He Xiangyu

He Xiangyu Solo Exhibition.

White Space Beijing (No.255 Caochangdi, Airport Service Road, Chaoyang District, Beijing).

It is sometimes productive to imagine the impact of an exhibition with one element removed. Without the life-sized silicon model of the artist, lying in state wearing a Mao suit and shielded by a glass case, He Xiangyu’s current exhibition at White Space might not be as memorable. Much as the exhibition is posited in cerebral terms — refracting the material world and a passage to the phenomenal one, existentialism and narration — its immediate effect is one of pure shock.

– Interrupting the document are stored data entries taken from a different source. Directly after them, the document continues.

PR #189, opened 2021-07-23
Rosie/add input

leorosie:
Adds support for reading initial condition and permeability
dataset from HDF5.


bishtgautam (commented):
This looks great and I following two comments:
- Let's add test(s) for these new features. We should add test(s) that use more than one processor and have spatially heterogeneous values.
- In the past, we haven't been consistent in adding a description of functions. Let's add a description of new functions like https://github.com/TDycores-Project/TDycore/blob/master/src/tdycore.c#L1353

PR #193, opened 2021-08-06
Adds cubic smoothing of Mualem relative permeability

bishtgautam:
- Cubic smoothing is added for Mualem relative permeability.
  The approach implemented here follows the [same approach] taken by
  PFLOTRAN.
- New variables are defined so variables are not shared between different relative perm
   and saturation functions
- Few regression files are updated due to the changes caused by cubic interpolation.


include/private/tdycharacteristiccurvesimpl.h
```diff
@@ -18,20 +18,29 @@ typedef struct {
   PetscInt *SatFuncType;         /* type of saturation function */
   PetscInt *RelPermFuncType;     /* type of relative permeability */
   PetscReal *sr;                 /* residual saturation (min) [1] */
-  PetscReal *m;                  /* parameter used in saturation and relative permeability function [-]*/
-  PetscReal *n;                  /* parameter used in Gardner saturation function [-] */
-  PetscReal *alpha;              /* parameter used in VanGenuchten saturation function [-] */
+  PetscReal *gardner_m;          /* parameter used in Garnder saturation [-] */
```
jeff-cohere, line 21: Garnder -> Gardner

src/tdycharacteristiccurves.c
```diff
@@ -212,7 +240,22 @@ void RelativePermeability_Irmay(PetscReal m,PetscReal Se,PetscReal *Kr,
...
+/// @param [inout] *dKr_dSe  derivate of relative permeability w.r.t. Se
+///
+/// kr = Se^{0.5} * [ 1 - (1 - Se^{1/m})^m ]^2     if P < P_ref or Se < 1.0
+///    = 1                                         otherwise
+///
+/// dkr/dSe = 0.5 Se^{-0.5} [ 1 - (1 - Se^{1/m})^m ] +
+///           Se^{0.5}      2 * Se^{1/m - 1/} * (1 - Se^{1/m})^{m - 1} * (1 - (1 - Se^{1/m})^m)  if Se < 1.0
+///         = 0                                                                                  otherwise
+///
+void RelativePermeability_Mualem_NonSmooth(PetscReal m,PetscReal Se,PetscReal *Kr,
```
jeff-cohere, line 258: Maybe `Unsmoothed` instead of `NonSmooth`?

src/tdycharacteristiccurves.c
```diff
@@ -231,6 +274,149 @@ void RelativePermeability_Mualem(PetscReal m,PetscReal Se,PetscReal *Kr,
...
+/// df_dx(low)  = drv_rel_perm_fn(x)  = df1_dx
+/// df_dy(high) = 0.0                 = df2_dx
+///
+/// Linear system:
+/// a0 + a1 * x1 + a2 * x1^2   + a2 * x1^3     = f1
+/// a0 + a1 * x2 + a2 * x1^2   + a2 * x2^3     = f2
+///      a1      + 2 * a2 * x1 + 3 * a3 * x1^2 = df1_dx
+///      a1      + 2 * a2 * x2 + 3 * a3 * x2^2 = df2_dx
+///
+PetscErrorCode CubicPolynomialSetup(PetscReal x1, PetscReal x2, PetscReal *rhs) {
```
jeff-cohere, line 301: If you know that `rhs` should be an array of length 4, you can enforce that in the function declaration with `PetscReal rhs[4]`. That's also a nice cue to users.

src/tdycharacteristiccurves.c
```diff
@@ -231,6 +274,149 @@ void RelativePermeability_Mualem(PetscReal m,PetscReal Se,PetscReal *Kr,
...
+   dgesv_( &n, &nrhs, A, &lda, ipiv, rhs, &ldb, &info );
+
+  PetscFunctionReturn(0);
+}
+
+/* -------------------------------------------------------------------------- */
+///
+/// Computes the value and derivative of the cubic polynomial
+///
+/// @param [in] *coeffs  coefficients of a cubic polynomals
```
jeff-cohere, line 325: We don't normally include the asterisk in documented parameter names. C pointer declarations are weird and confusing--the variable name is `x`, and its type is `PetscReal *`, but folks customarily stick the asterisk next to the variable name to allow the declaration of multiple pointer variables.

For example, suppose you wanted pointers to `PetscReal` values named `x`, `y`, and `z`. One might think that since the type you want is `PetscReal *`, you would say something like

```
PetscReal* x, y, z;
```

This is wrong--this gives you a pointer `x` and two `PetscReal`s `y` and `z`. The right way to declare the three pointers is

```
PetscReal *x, *y, *z;
```

It's one of the most confusing language features.

jeff-cohere: Even more unfortunate is that one "dereferences" a pointer by sticking an asterisk in front of it:

```
*x = 1; // set x to 1
```

So now it's possible for someone to think that `*x` is how you refer to the pointer. The pointer is `x`, and `*x` is the value that it points to. Between that and the type declaration, there's a whole lot of confusion out there.

src/tdycore.c
```diff
@@ -309,11 +310,17 @@ PetscErrorCode TDyMalloc(TDy tdy) {
...
 
+   PetscReal mualem_poly_low = 0.99;
+
   for (c=0; c<nc; c++) {
     cc->sr[c] = options->default_residual_saturation;
-    cc->n[c] = options->default_gardner_n;
-    cc->m[c] = options->default_vangenutchen_m;
-    cc->alpha[c] = options->default_vangenutchen_alpha;
+    cc->gardner_n[c] = options->default_gardner_n;
+    cc->gardner_m[c] = options->default_vangenutchen_m;
```
jeff-cohere, line 318: Looks like VanGenuchten is mis-spelled here.

jeff-cohere (approved):
I found very minor issues with naming and documentation. Approved once fixed.

src/tdycharacteristiccurves.c
```diff
@@ -212,7 +240,22 @@ void RelativePermeability_Irmay(PetscReal m,PetscReal Se,PetscReal *Kr,
...
+/// @param [inout] *dKr_dSe  derivate of relative permeability w.r.t. Se
+///
+/// kr = Se^{0.5} * [ 1 - (1 - Se^{1/m})^m ]^2     if P < P_ref or Se < 1.0
+///    = 1                                         otherwise
+///
+/// dkr/dSe = 0.5 Se^{-0.5} [ 1 - (1 - Se^{1/m})^m ] +
+///           Se^{0.5}      2 * Se^{1/m - 1/} * (1 - Se^{1/m})^{m - 1} * (1 - (1 - Se^{1/m})^m)  if Se < 1.0
+///         = 0                                                                                  otherwise
+///
+void RelativePermeability_Mualem_Unsmooth(PetscReal m,PetscReal Se,PetscReal *Kr,
```
jeff-cohere, line 258: Unsmooth -> Unsmoothed. Sorry for the confusion.

bishtgautam:
@jeff-cohere I added one more commit to address your comments.

jeff-cohere (approved):
Looks great!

Shock is next to spectacle. But unlike spectacle, shock bleeds into broader emotional or imaginative registers. Let us imagine that the figure of the dead artist is not there; the other works in the exhibition might deliver themselves differently. A yellow door fitted with an illuminated light bulb for a handle seems less like a surreal portal to another place — a metaphysical entrance, or exit — than a formal play, juxtaposing one ordinary object with another in a manner unexpected and playful (“Sorry,” 2011). The floor space before it is occupied with a rhombus formation of Chinese porcelain bowls (“08.23.2012”), some smashed and piled into mounds of shards amongst those left whole. Without the lifeless presence in the next room, they less readily conjure ideas about the lives of objects as a metaphor, perhaps, for human or historical event, instead recalling the artist’s previous actions in breaking down and re-constituting materials (Coca-Cola into a black, silt-like deposit in the “Coca-Cola Project”, 2009-10, for example) to new and visually-stimulating effect.

“A Grain of Rice” (2011-12) is a glass jar containing grains of rice on which have been written the names of deceased political leaders, sealed with wax. It is this work which most intimately speaks to the recumbent artist, stiff in the quintessential regime garb. Both the grains and the figure are held as if inside incubators. A strange atmosphere attends these glass containers: Who is responsible for these acts of preservation, and for whom are they intended? What, in fact, is being preserved? Is it for its own sake? The glass is a wall in more ways than one.

And so to the dead artist (“My Fantasy,” 2012). One has the urge to embrace its morbidity in no uncertain terms; contemporary culture in the general sense prefers not to utter the word “death.” Particularly in an age befallen, it seems, by a disproportion of disaster and discontent, society prefers the positive to the extent that its other side is almost denied until it forces itself forth. He Xiangyu’s display last year in Paris of a life-sized model of Ai Weiwei, lying face down on the floor as if felled (“The Death of Marat”) first — and interestingly — gave another artist similar treatment.

The effect of He Xiangyu’s embalmed corpse in White Space (note that there was no curator here, only the artist himself) is to imbue the other works with a deep sense of departure — of collective symbolic identity as part of another realm containing traces of its predecessor — not unlike items furnishing the passage to the next place in the white tomb of a gallery. The hand of the artist is caught in extreme tension here; the willing suspension of disbelief accepts the loss of his life, yet to fake one’s own death must be one of the most transcendent acts of authorship ever carried out. He Xiangyu is everywhere in this exhibition, yet ostensibly “departed.” As a whole, this untitled outing is in every sense a potent evolution from what went before it.